Overview and comparison of OpenCL and CUDA technology for GPGPU

GPU (Graphics Processing Unit) has a great impact on computing field. To enhance the performance of computing systems, researchers and developers use the parallel computing architecture of GPU. On the other hand, to reduce the development time of new products, two programming models are included in GPU, which are OpenCL (Open Computing Language) and CUDA (Compute Unified Device Architecture). The benefit of involving the two programming models in GPU is that researchers and developers don't have to understand OpenGL, DirectX or other program design, but can use GPU through simple programming language.

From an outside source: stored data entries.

PR #2209, opened 2017-12-09
Ignore DeleteDocument during playback of last frame to avoid crashing

salty-horse:
This fixes the crash during "replay" when reaching the last frame.
The render backend gets sent a `DeleteDocument`, so it delete its document, and then wrench asks it to `UpdateDocument`.

If we do let it accept the `DeleteDocument`, and have wrench detect it and do no more updates, then we won't be able to rewind. Ignoring it is the simplest option.

Does this break anything? Can there be recordings with multiple documents that are added and deleted as it goes? From what I've seen, wrench adds its own document when it starts.

---
This change is [Reviewable](https://reviewable.io/reviews/servo/webrender/2209)

### DIFF
--- a/wrench/src/binary_frame_reader.rs
+++ b/wrench/src/binary_frame_reader.rs
@@ -133,6 +133,7 @@ impl WrenchThing for BinaryFrameReader {
                     let mut buffer = vec![0; len as usize];
                     self.file.read_exact(&mut buffer).unwrap();
                     let msg = deserialize(&buffer).unwrap();
+                    let mut store_message = true;
                     // In order to detect the first valid frame, we
                     // need to find:
                     // (a) SetRootPipeline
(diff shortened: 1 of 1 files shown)


wrench/src/binary_frame_reader.rs
```diff
@@ -152,7 +152,10 @@ impl WrenchThing for BinaryFrameReader {
                         }
                         _ => {}
                     }
-                    self.frame_data.push(Item::Message(msg));
```
glennw: Let's incorporate this logic into the match statement above, to make it a bit tidier. We should also add a brief comment describing why we ignore DeleteDocument messages during replay.

salty-horse:
Force-pushed new patch. I hope I understood your suggestion.

salty-horse:
I should mention that I'm always ignoring DeleteDocument, not just during playback as I mentioned in the title.
Is this not the desired behavior? Is there a practical reason to not ignore it?

glennw:
Looks good to me, thanks!

@bors-servo r+

PR #2213, opened 2017-12-10
fix glyph clipping when scale is used

lsalzman:
This is to fix downstream Gecko bug https://bugzilla.mozilla.org/show_bug.cgi?id=1424562

It turns out that we're not going to be able to live within the 0.5 to N-0.5 bounds when sampling the texture if there is scaling or some aberrant snapping in play. Imagine a 2 pixel wide bitmap being stretched over 3 device space pixels, the sample taps on the ends will unfortunately be outside these bounds.

We still need to clip, but we need to use a more permissive clip that allows for this sampling to happen anywhere in the 0..N range. To prevent texels bleeding in from outside the glyph, unfortunately we need to restore the original clamping behavior as well. I also ifdef'd the clipping to avoid it costing us in those non-transform cases where we don't actually need it.

---
This change is [Reviewable](https://reviewable.io/reviews/servo/webrender/2213)

### DIFF
--- a/webrender/res/ps_text_run.glsl
+++ b/webrender/res/ps_text_run.glsl
@@ -8,6 +8,10 @@ flat varying vec4 vColor;
 varying vec3 vUv;
 flat varying vec4 vUvBorder;
 
+#ifdef WR_FEATURE_GLYPH_TRANSFORM
+varying vec4 vUvClip;
+#endif
+
 #ifdef WR_VERTEX_SHADER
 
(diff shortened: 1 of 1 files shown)


lsalzman:
Gecko try https://treeherder.mozilla.org/#/jobs?repo=try&revision=4d63e10b6533f2e1c8a8a8c374d995cd52eff5ab

glennw:
Any way we can add a reftest to prevent this regressing?

PR #2214, opened 2017-12-10
Lock serde to 1.0.23 exactly so gankro's replace works even when a ne…

staktrace:
…wer caret-compatible release is available on crates.io

---
This change is [Reviewable](https://reviewable.io/reviews/servo/webrender/2214)


staktrace:
If we don't do this running a `cargo update` on webrender will sort-of kind-of try to update serde to 1.0.24 and the [replace] fails and cargo produces an error. This will also prevent gecko from updating past 1.0.23 and getting the same error.

PR #2215, opened 2017-12-10
Use [patch] instead of [replace]

staktrace:
This is the new hotness and is what we need to use in Gecko, so for
consistency let's use it in webrender as well. This requires rust
1.22, so do a version bump to go with. Gecko has already had its minimum
rust version requirement bumped to 1.22.

---
This change is [Reviewable](https://reviewable.io/reviews/servo/webrender/2215)

### DIFF
--- a/.travis.yml
+++ b/.travis.yml
@@ -1,7 +1,7 @@
 dist: trusty
 language: rust
 rust:
-  - 1.21.0
+  - 1.22.1
   - nightly
 matrix:
   fast_finish: true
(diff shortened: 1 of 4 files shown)


glennw:
CI error on appveyor:

```
error: Package `serde_derive v1.0.23` does not have these features: `deserialize_from`
Command exited with code 101
```

staktrace:
Thanks for the heads up. The error is probably because appveyor.yml is using rust 1.20; I pushed an updated commit that bumps it to 1.22.1. Let's see if that does better.

PR #2217, opened 2017-12-12
Fixed transformed primitives

### LINKED ISSUE #2168: regression: Rotated rect not respecting device pixel ratio
This is a regression from #2069 
```
8253bbb398d03094c704be9333415789cabf6b7c is the first bad commit
commit 8253bbb398d03094c704be9333415789cabf6b7c
Author: Glenn Watson <github@intuitionlibrary.com>
Date:   Tue Nov 21 14:36:11 2017 +1000

    Remove manual interpolation of local space in transform shaders.

    Instead, for vertex transform shaders we now write out:
     (world.xy, z * world.w, world.w)

    This gives us constant Z across the polygon for draw ordering.

    It also means we can use the hardware interpolators instead of
    manually dividing by Z in the fragment shader for local_pos.

    This is mostly preparation work for switching shaders over to
    be brush primitives, but has the happy side effect of:

     * Fixing a small number of Gecko + Servo reftests.
     * Simpler and faster code.
```

### STR:
I first noticed this in the `animations` sample, you can hit `2` to set the device pixel ratio to 2.0 and then hit `,` or `.` to rotate the rect.

You can also run `rotated-clip.yaml` when run with `-p=2` and observe it not respecting the pixel ratio

I didn't see a way to specify a device pixel ratio in `reftest.list` but perhaps it would be a nice enhancement?

kvark:
Fixes #2168

Try push: https://treeherder.mozilla.org/#/jobs?repo=try&revision=e446306f491bf773f335469280f0b3db412ffa9f

---
This change is [Reviewable](https://reviewable.io/reviews/servo/webrender/2217)

### DIFF
--- a/webrender/res/prim_shared.glsl
+++ b/webrender/res/prim_shared.glsl
@@ -670,12 +670,13 @@ VertexInfo write_transform_vertex(RectWithSize local_segment_rect,
 
     // Convert the world positions to device pixel space.
     vec2 device_pos = world_pos.xy / world_pos.w * uDevicePixelRatio;
+    vec2 task_offset = task.common_data.task_rect.p0 - task.content_origin;
 
     // We want the world space coords to be perspective divided by W.
     // We also want that to apply to any interpolators. However, we
     // want a constant Z across the primitive, since we're using it
     // for draw ordering - so scale by the W coord to ensure this.
-    vec4 final_pos = vec4(world_pos.xy + task.common_data.task_rect.p0 - task.content_origin,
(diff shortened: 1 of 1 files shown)


glennw:
Oops! r=me if try is green.

jrmuizel:
Test case?

kvark:
All green.
@bors-servo r+

kvark:
OSX:

@bors-servo retry

kvark:
Hmm, have our OSX build times regressed?
@bors-servo retry

PR #2218, opened 2017-12-12
Add a function to compute various type flags of a matrix.

glennw:
This provides a more unified way to calculate various properties
of a matrix, rather than has_perspective_component etc.

The preserves_2d_alignment method returns true for transforms
with a 90 degree rotation. This function allows us to differentiate
between that and a pure translation matrix, which will be useful
for some of the upcoming clip / segment code.

---
This change is [Reviewable](https://reviewable.io/reviews/servo/webrender/2218)

### DIFF
--- a/webrender/src/util.rs
+++ b/webrender/src/util.rs
@@ -12,6 +12,16 @@ use std::{i32, f32};
 // Matches the definition of SK_ScalarNearlyZero in Skia.
 const NEARLY_ZERO: f32 = 1.0 / 4096.0;
 
+bitflags! {
+    #[derive(Default)]
+    pub struct MatrixFlags: u32 {
+        const TRANSLATION   = 1;
+        const SCALE         = 2;
+        const AFFINE        = 4;
+        const PERSPECTIVE   = 8;
+    }
+}
+
 // TODO: Implement these in euclid!
 pub trait MatrixHelpers<Src, Dst> {
     fn preserves_2d_axis_alignment(&self) -> bool;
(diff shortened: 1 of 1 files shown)


webrender/src/util.rs
```diff
@@ -92,6 +103,40 @@ impl<Src, Dst> MatrixHelpers<Src, Dst> for TypedTransform3D<f32, Src, Dst> {
...
+        let mut mask = MatrixFlags::empty();
+
+        if self.m14 != 0.0 ||
+           self.m24 != 0.0 ||
+           self.m34 != 0.0 ||
+           self.m44 != 1.0 {
+            return MatrixFlags::TRANSLATION |
+                   MatrixFlags::SCALE |
+                   MatrixFlags::AFFINE |
+                   MatrixFlags::PERSPECTIVE;
```
kvark: can we really say the matrix has translation/scale if we only check for the perspective components here?

webrender/src/util.rs
```diff
@@ -92,6 +103,40 @@ impl<Src, Dst> MatrixHelpers<Src, Dst> for TypedTransform3D<f32, Src, Dst> {
...
+        if self.m41 != 0.0 ||
+           self.m42 != 0.0 ||
+           self.m43 != 0.0 {
+            mask |= MatrixFlags::TRANSLATION;
+        }
+
+        if self.m11 != 1.0 ||
+           self.m22 != 1.0 ||
+           self.m33 != 1.0 {
+            mask |= MatrixFlags::SCALE;
```
kvark: could also be pure rotation without scale

glennw:
The flags returned are conservative - this is the comment in the skia source:

```
Returns a bit field describing the transformations the matrix may
        perform. The bit field is computed conservatively, so it may include
        false positives. For example, when kPerspective_Mask is set, all
        other bits are set.
```

kvark:
So what you are trying to encode is 
```rust
enum MatrixKind {
  Simple { scale: bool, translation: bool },
  Affine,
  Perspective,
}
```
Would it be more convenient for the user code to work with flags rather than enums?

glennw:
It's not clear to me at this point if it would be easier for user code to use the flags or the enum - I do like the enum approach in general. We could probably either merge this now, or I can close this and incorporate it as part of a larger PR which will make use of it.

kvark:
@glennw sounds good to me. When you have a use case, you'd have a second look at the enum vs flag and make this call.

glennw:
I realized that what I *actually* want in this use case is going to be covered by the ```TransformOrOffset``` in the PR that @mrobinson is working on. So I'll close that and base my code on that PR.

PR #2221, opened 2017-12-13
Fix inverted translation for reference frames between sticky frames a…

staktrace:
…nd their scrolling ancestor

r? @mrobinson

---
This change is [Reviewable](https://reviewable.io/reviews/servo/webrender/2221)

### DIFF
--- a/webrender/src/clip_scroll_node.rs
+++ b/webrender/src/clip_scroll_node.rs
@@ -659,9 +659,10 @@ impl ClipScrollNode {
                 state.parent_reference_frame_transform = self.world_viewport_transform;
                 state.parent_combined_viewport_rect = combined_local_viewport_rect;
                 state.parent_accumulated_scroll_offset = LayerVector2D::zero();
+                let translation = -info.origin_in_parent_reference_frame;
                 state.nearest_scrolling_ancestor_viewport =
                     state.nearest_scrolling_ancestor_viewport
-                       .translate(&info.origin_in_parent_reference_frame);
+                       .translate(&translation);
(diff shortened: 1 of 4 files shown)


glennw:
This looks reasonable to me - but I'll wait for @mrobinson to sign off on it. @staktrace Do we need a try run here?

staktrace:
^ compilation error in osmesa-src, not related to my patch as far as I can tell. can somebody kick a retry?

OpenCL is an open standard API, which has the advantage of cross-platform. CUDA is a parallel computer architecture developed by NVIDIA, which includes Runtime API and Driver API. Compared with OpenCL, CUDA is with better performance. In this paper, we used plenty of similar kernels to compare the computing performance of C, OpenCL and CUDA, the two kinds of API's on NVIDIA Quadro 4000 GPU. The experimental result showed that, the executive time of CUDA Driver API was 94.9%~99.0% faster than that of C, while and the executive time of CUDA Driver API was 3.8%~5.4% faster than that of OpenCL. Accordingly, the cross-platform characteristic of OpenCL did not affect the performance of GPU.